══ DATA ══

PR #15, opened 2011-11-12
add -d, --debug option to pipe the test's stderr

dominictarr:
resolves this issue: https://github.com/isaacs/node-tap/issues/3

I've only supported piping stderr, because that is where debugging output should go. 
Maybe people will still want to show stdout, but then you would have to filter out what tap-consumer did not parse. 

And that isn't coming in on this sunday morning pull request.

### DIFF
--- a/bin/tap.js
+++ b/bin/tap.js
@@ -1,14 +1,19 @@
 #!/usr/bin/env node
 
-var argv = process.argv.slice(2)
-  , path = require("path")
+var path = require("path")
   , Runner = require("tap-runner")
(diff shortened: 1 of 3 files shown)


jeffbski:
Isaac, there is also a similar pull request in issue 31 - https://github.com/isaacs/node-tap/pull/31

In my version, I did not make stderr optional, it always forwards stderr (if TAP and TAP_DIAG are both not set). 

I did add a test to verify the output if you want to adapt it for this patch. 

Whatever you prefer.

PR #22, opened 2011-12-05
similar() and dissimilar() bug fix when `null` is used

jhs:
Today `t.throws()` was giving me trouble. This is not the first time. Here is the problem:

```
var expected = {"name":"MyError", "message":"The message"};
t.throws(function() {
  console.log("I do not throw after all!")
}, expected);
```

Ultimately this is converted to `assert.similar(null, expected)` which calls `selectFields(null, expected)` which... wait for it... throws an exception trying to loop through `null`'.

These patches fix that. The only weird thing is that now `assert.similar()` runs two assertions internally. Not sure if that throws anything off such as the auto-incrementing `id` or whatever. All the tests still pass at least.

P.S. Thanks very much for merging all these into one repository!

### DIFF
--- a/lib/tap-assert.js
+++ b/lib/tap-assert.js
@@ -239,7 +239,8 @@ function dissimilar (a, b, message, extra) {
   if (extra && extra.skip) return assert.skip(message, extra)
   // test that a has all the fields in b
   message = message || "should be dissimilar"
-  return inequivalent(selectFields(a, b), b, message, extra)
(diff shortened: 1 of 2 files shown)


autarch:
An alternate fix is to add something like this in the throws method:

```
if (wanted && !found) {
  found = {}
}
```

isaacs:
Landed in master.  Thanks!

═══
══ DATA ══

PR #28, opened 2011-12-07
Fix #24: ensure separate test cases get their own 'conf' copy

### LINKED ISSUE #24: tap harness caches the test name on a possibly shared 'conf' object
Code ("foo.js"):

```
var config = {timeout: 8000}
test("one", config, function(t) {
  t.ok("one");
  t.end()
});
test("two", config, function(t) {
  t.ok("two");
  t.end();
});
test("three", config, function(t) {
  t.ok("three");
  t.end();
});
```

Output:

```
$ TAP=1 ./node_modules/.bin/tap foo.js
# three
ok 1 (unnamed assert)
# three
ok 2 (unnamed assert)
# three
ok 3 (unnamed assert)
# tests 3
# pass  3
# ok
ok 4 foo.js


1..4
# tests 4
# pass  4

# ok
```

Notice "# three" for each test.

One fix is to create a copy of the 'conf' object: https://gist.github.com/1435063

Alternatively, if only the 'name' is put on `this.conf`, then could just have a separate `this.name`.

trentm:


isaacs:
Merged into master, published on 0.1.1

═══
══ DATA ══

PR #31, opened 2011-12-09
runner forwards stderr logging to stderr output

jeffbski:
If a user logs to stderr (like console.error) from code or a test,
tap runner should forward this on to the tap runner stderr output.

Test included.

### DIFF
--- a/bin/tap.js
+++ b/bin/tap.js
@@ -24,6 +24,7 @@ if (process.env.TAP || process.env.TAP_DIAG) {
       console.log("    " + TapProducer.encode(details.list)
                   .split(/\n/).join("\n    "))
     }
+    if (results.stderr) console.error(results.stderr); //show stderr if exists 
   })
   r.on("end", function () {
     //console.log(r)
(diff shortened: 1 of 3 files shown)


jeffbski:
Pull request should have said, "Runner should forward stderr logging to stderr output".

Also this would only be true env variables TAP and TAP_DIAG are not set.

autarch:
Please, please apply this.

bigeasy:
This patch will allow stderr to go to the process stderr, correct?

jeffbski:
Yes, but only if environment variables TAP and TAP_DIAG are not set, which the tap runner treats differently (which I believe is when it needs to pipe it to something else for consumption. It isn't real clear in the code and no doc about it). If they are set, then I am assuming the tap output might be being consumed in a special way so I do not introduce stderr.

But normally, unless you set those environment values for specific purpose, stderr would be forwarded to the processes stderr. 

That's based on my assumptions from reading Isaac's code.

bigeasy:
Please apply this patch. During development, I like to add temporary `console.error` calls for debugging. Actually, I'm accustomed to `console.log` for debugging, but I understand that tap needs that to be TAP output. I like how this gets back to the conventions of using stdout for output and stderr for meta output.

═══

• _WHAT YOU WILL DO_
How many lines in the entries above include the string "dissimilar"? Answer with the number only.

• _ANSWER_
3